York Dispatch investigative reporter David Weissman has been taking a close look at the York City Ice Arena, which one former city official said has had "problems from day one" and is now the subject of a criminal investigation. The York Dispatch
Nearly two decades after the creation of a new ice arena in York City fell short of expectations, city taxpayers are still shouldering the financial burden — and will be through 2027.
Two of the most ardent supporters of that new arena are now in charge of it with the hope of revitalizing their original vision.
That vision — pitched at the start of the new millennium by York City's then-economic development director Eric Menzer and the York City Recreation Corp. — convinced city leaders to guarantee a $7.3 million bond in 2001 to build the two-rink facility.
The corporation was handed control of the facility with the plan for it to pay off the bond with profits from the facility, but within two years, it had lost more than $525,000 and defaulted, forcing the city to take over.
City costs: Michael O'Rourke, the city's business administrator at the time, was against the idea from the start and recalled that there were "problems from day one," he said.
"(The corporation was) going to sell ads, have a restaurant, a liquor license, sell naming rights," O'Rourke said. "They did nothing ... and suddenly the city owed an unanticipated $600,000 from our general fund."
He recalled that multiple conversations were held about selling the facility, but the decision was made to keep it because the sale price likely would have been for less than they still owed.
The city has been paying more than $600,000 per year — including interest — toward that bond since 2003, with initial plans to have it paid off by 2021. But last year, the city council voted to refinance that bond with a separate 2011 bond, extending the expected date of payoff to 2027.
Menzer, who describes himself as the lead person within the city who pushed for the arena, said, "There's no getting around the fact that the original business proposition ... didn't work."
Mark Skehan, a member of the York City Recreation Corp., said the financial struggles were a result of trying to do too much right from the start.
Menzer added that it's important to note the city was already in "the rink business" before guaranteeing that 2001 bond.

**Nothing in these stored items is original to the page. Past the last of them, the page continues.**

PR #11484, opened 2026-08-27
refactor: simplify data structures flagged by the complexity audit

LionSR:
## Summary

Follow-up to the scheduled data-structure-complexity audit (0 High / 6 Medium / 3 Low findings). This PR lands fixes for 7 of the 9 findings; the remaining 2 turned out, on closer inspection, to conflict with real tested behavior and were left as-is rather than shipped incorrectly (see below).

- **`SessionState.ts`**: merged `_streamStates` and `_sessionState` — the two per-stream maps that always share the same create/clear lifecycle (`claimStreamIdentity`, `clearEphemeralStreamState`) — into one `_ephemeralState` map. `_streamMetadataCache` (a derived read cache), `_streamIncarnations` (identity generation, must outlive an ephemeral clear), and `_removedStreams` (tombstones, must outlive the very state they retire) each have a genuinely different lifetime and stay separate — merging those would have broken real invariants.
- **`runExecution.ts`** (CLI headless shutdown): replaced four of the shutdown/finalization booleans (`shutdownInterrupted`, `workflowOutputPublicationCommitted`, `shutdownArtifactFailure`, `shutdownFinalizationFailureReported`) with one `LaunchVerdict` discriminated union, so "at most one of published/interrupted" is enforced by the type instead of a prose comment. The remaining flags (`shutdownRequested`, `ownedExecutionId`, `shutdownLaunchAborted`, `presentationAttached`, `primaryRunFailure`, `finalizationCompleted`, `runResult`) are orthogonal to the verdict state machine and stay as separate variables.
- **`FileOptions.commit`**: made required like its siblings (`baseFile`/`editedFile`); removed the three duplicated `?? []` guards that compensated for the mismatch.
- **`fileListingRules.ts`**: collapsed `FileListConfig`/`PreparedFileFilters` into one `FileFilterConfig` shape shared verbatim from category selection through normalization, instead of three renamed vocabularies for the same five fields.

The city's old facility was breaking down, and officials were faced with a difficult decision, he recalled.
"Hindsight is 20/20, but I don't know if I would've done anything differently," he said. "We could've built a smaller rink or put money in to fix the old rink, but there's no way to know how those situations would've worked out."
Revs: Shortly after taking control of the arena, the city hired Rink Management Services (RMS) to manage the facility.
The company, which maintains ice and related equipment at 28 ice rinks, produced more than $1.25 million in operating profits from 2004-2013, according to its proposal to keep its city contract in 2014.
Management of the arena was instead contracted in 2014 to the York Revolution, whose president is Menzer.
The arena produced nearly $90,000 in profit during the first few months under Revolution management, but it has since lost about $130,000 from 2015 through September 2017, according to income statements submitted to the city.
Menzer attributes the losses to a couple of factors: the continued discovery of deferred maintenance issues and a decline in popularity for public skating sessions.
He said he hopes to capitalize on 2018 as a Winter Olympics year to attract more youth skaters and pointed to the contract the city signed with the Skipjacks Hockey Club in 2016 as a major potential revenue generator for the future.
The Skipjacks' contract allowed the club to pay for capital improvements to the arena — including a new locker room — with an agreement to grant the club credits for ice time based on the costs of those improvements.
The club spent more than $250,000 on improvements, according to the contractor agreement, meaning they will be allowed to use enough ice time to equal more than $250,000 without paying.
The Skipjacks contracted on those improvements with Lefever Electric, whose president is Rick Lefever. Lefever also serves as president of York Ice Hockey Club, another primary user of the arena.
Menzer said his understanding is that the Skipjacks got a good deal on the construction because of that relationship.
Under the contract, the Skipjacks are currently paying rent — $27,000 in 2018 and increasing yearly — for the facility.
Menzer also pointed out that once the credits for ice time run out — which he said should be within the next couple of years — the contract will generate about $50,000 more per year.
New GM: Menzer said he was also excited about the direction of the arena under its new general manager.
The Revs hired Skehan, a longtime friend and neighbor of Menzer, in November after firing longtime general manager Mike Cleveland in August.
Skehan, the retired former owner of Dressel Welding Supply, has been involved with the York Ice Hockey Club as a volunteer for about 35 years, he said.
Menzer said he interviewed numerous other candidates, but he went with Skehan, in part, because he had the support of the York Ice Hockey and Skipjacks clubs.
Skehan said he took the job with plans to fulfill the vision he and his fellow corporation members pitched back when the arena was built — "creating the best ice sports facility in Pennsylvania."
Skehan said that includes immediately increasing the arena's customer base and improving the physical facility.
The Revs' management contract is up in September — with a four-year renewal option — and Menzer said they're ready to continue running the facility if the city will have them.